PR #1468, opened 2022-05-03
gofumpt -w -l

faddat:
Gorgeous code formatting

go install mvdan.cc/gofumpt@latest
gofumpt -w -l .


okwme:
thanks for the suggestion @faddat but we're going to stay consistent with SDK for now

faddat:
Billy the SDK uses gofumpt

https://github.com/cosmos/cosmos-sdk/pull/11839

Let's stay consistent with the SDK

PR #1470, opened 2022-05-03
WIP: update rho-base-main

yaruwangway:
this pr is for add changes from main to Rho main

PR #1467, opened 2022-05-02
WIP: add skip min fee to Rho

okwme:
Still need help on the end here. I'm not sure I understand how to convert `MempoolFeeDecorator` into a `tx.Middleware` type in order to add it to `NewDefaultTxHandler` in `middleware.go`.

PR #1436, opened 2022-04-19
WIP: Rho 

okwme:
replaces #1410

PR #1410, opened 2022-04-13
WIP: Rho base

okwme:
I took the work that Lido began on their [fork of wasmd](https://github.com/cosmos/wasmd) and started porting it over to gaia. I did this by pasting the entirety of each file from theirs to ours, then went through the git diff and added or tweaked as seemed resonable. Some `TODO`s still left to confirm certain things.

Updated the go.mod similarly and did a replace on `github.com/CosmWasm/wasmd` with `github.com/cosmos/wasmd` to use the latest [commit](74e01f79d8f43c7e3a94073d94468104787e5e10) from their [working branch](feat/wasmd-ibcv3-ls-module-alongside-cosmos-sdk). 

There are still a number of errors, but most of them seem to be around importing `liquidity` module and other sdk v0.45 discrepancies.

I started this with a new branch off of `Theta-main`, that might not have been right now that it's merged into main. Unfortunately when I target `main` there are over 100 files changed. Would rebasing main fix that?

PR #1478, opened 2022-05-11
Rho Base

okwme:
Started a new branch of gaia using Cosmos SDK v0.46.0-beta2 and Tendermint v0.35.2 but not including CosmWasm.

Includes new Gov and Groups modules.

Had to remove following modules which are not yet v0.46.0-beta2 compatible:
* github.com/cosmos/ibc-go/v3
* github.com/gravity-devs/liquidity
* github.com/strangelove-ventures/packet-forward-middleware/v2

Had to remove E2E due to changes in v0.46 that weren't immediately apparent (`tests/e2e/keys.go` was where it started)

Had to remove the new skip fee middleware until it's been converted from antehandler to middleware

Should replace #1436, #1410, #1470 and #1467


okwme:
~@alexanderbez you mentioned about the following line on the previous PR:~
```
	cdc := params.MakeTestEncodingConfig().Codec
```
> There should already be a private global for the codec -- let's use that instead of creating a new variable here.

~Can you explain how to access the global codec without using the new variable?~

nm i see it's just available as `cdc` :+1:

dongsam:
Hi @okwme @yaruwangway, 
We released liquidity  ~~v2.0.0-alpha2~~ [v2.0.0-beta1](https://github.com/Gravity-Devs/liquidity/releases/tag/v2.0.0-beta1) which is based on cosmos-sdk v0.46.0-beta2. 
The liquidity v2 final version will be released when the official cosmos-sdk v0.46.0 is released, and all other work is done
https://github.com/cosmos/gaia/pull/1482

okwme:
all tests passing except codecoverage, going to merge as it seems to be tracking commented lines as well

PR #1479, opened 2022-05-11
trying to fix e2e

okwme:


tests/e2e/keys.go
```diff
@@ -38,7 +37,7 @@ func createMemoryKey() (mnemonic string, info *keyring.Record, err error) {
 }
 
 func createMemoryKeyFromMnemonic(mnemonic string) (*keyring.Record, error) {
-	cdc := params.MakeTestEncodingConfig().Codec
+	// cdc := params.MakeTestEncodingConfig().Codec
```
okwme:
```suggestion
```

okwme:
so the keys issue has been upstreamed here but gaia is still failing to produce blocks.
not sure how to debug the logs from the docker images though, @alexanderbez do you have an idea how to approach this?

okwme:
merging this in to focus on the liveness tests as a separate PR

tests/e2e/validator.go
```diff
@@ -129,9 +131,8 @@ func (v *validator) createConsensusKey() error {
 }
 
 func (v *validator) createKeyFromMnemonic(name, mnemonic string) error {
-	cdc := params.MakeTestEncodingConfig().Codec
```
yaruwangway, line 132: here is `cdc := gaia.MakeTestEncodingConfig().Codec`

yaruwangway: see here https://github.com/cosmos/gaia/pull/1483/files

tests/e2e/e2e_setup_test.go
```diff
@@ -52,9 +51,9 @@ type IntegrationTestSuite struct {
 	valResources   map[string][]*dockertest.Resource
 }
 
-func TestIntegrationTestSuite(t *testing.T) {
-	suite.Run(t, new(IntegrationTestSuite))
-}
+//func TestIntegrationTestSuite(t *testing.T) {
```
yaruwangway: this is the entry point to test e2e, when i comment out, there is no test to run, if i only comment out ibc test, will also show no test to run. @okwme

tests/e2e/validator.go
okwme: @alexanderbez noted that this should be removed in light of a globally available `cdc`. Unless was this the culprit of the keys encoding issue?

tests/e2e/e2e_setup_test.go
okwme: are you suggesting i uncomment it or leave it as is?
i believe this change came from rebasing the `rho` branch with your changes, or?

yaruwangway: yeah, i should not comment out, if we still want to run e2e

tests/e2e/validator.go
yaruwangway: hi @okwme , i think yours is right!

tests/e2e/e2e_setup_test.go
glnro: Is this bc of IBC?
========================================
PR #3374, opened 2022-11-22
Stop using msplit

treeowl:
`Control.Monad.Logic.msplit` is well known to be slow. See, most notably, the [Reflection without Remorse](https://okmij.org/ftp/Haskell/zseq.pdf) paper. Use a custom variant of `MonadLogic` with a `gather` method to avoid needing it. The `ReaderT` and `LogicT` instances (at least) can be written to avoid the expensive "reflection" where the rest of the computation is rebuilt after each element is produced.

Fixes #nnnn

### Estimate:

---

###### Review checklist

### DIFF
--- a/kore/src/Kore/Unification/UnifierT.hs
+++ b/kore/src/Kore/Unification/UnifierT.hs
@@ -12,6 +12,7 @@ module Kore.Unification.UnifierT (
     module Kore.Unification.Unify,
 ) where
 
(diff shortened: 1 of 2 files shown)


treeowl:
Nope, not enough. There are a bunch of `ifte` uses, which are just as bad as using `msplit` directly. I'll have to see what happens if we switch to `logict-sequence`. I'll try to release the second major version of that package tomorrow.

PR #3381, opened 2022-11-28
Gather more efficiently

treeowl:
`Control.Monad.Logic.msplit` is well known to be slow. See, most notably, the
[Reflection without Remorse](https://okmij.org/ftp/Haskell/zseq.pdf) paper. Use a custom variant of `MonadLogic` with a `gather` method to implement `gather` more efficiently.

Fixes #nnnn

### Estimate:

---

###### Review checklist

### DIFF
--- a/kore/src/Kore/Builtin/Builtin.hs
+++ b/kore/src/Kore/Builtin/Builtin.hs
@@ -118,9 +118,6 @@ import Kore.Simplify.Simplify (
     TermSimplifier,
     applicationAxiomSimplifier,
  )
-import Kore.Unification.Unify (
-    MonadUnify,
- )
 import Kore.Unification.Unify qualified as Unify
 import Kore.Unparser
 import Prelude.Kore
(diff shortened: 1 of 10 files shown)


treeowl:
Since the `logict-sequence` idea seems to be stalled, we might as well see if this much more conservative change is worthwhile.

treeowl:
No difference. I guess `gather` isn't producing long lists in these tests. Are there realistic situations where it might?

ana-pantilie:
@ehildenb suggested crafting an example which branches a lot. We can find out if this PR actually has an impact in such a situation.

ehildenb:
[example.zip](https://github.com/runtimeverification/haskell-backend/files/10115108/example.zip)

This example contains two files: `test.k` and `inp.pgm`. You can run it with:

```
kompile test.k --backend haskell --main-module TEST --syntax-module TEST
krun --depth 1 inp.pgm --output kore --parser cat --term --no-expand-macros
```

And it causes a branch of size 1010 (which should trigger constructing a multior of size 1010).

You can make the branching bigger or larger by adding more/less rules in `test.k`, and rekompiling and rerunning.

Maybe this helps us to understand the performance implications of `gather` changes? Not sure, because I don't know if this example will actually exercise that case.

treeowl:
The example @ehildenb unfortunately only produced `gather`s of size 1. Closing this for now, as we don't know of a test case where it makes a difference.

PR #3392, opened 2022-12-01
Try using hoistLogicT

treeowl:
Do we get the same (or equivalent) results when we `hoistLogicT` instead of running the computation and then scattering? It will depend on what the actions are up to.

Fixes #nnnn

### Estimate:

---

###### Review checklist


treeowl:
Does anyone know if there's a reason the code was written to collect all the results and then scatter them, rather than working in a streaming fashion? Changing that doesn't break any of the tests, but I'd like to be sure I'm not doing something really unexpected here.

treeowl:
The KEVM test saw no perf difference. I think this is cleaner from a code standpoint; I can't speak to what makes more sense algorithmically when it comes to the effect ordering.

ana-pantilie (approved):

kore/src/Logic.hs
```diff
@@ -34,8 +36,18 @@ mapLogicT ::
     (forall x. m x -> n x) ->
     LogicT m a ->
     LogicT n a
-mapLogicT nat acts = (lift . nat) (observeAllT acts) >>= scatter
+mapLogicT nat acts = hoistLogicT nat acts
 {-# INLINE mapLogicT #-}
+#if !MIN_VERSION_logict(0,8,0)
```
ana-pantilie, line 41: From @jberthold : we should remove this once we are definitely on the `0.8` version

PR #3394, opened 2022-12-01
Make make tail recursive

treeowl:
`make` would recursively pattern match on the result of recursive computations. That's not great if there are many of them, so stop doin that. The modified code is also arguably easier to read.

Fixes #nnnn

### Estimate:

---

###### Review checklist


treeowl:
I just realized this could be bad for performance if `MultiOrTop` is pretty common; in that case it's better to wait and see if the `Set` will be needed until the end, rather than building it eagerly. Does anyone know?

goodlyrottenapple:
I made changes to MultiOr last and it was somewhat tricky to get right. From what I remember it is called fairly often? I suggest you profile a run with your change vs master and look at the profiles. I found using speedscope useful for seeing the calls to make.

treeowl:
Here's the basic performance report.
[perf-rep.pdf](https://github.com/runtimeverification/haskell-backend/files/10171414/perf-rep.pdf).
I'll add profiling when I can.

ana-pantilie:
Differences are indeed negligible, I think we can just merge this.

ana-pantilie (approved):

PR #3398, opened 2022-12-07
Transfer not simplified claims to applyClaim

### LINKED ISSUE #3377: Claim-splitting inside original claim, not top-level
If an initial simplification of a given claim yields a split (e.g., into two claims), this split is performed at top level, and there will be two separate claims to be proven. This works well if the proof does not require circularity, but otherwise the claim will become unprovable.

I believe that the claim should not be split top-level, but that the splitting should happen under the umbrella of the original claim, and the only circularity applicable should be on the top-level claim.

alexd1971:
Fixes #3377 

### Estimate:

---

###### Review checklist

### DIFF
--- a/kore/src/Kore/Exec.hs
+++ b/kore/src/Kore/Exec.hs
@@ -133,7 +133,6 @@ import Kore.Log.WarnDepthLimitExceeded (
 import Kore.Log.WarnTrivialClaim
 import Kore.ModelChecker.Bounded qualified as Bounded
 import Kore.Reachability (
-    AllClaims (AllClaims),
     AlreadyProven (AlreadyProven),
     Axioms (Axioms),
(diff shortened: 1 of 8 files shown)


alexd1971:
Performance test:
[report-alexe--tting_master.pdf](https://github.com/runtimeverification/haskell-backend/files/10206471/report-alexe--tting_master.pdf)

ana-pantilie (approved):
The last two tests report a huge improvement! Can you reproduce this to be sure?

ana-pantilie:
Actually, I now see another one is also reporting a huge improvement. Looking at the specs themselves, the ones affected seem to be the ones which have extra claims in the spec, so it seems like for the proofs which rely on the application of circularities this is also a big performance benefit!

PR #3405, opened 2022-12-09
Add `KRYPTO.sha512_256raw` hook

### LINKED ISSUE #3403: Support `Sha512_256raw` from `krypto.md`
========================================
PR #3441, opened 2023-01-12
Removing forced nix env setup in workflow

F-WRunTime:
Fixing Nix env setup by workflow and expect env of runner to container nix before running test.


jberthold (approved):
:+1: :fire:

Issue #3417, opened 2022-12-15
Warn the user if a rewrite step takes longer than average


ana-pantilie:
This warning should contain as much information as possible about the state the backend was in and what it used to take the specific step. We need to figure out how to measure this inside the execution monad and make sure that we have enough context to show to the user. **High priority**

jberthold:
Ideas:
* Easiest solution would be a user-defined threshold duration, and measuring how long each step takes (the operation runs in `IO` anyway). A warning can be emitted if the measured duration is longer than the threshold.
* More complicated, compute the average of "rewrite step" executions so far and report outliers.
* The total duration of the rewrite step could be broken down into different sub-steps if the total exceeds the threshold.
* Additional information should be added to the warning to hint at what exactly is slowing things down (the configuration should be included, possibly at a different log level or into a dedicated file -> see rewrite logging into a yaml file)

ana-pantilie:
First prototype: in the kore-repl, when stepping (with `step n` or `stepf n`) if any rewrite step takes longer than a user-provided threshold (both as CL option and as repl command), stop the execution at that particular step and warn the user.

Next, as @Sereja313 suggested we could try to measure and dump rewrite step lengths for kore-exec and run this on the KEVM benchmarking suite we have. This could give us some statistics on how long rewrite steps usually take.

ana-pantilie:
========================================
Looking at the records above, count the lines with the word "original" in them; reply with the number only.

• [Solution]
2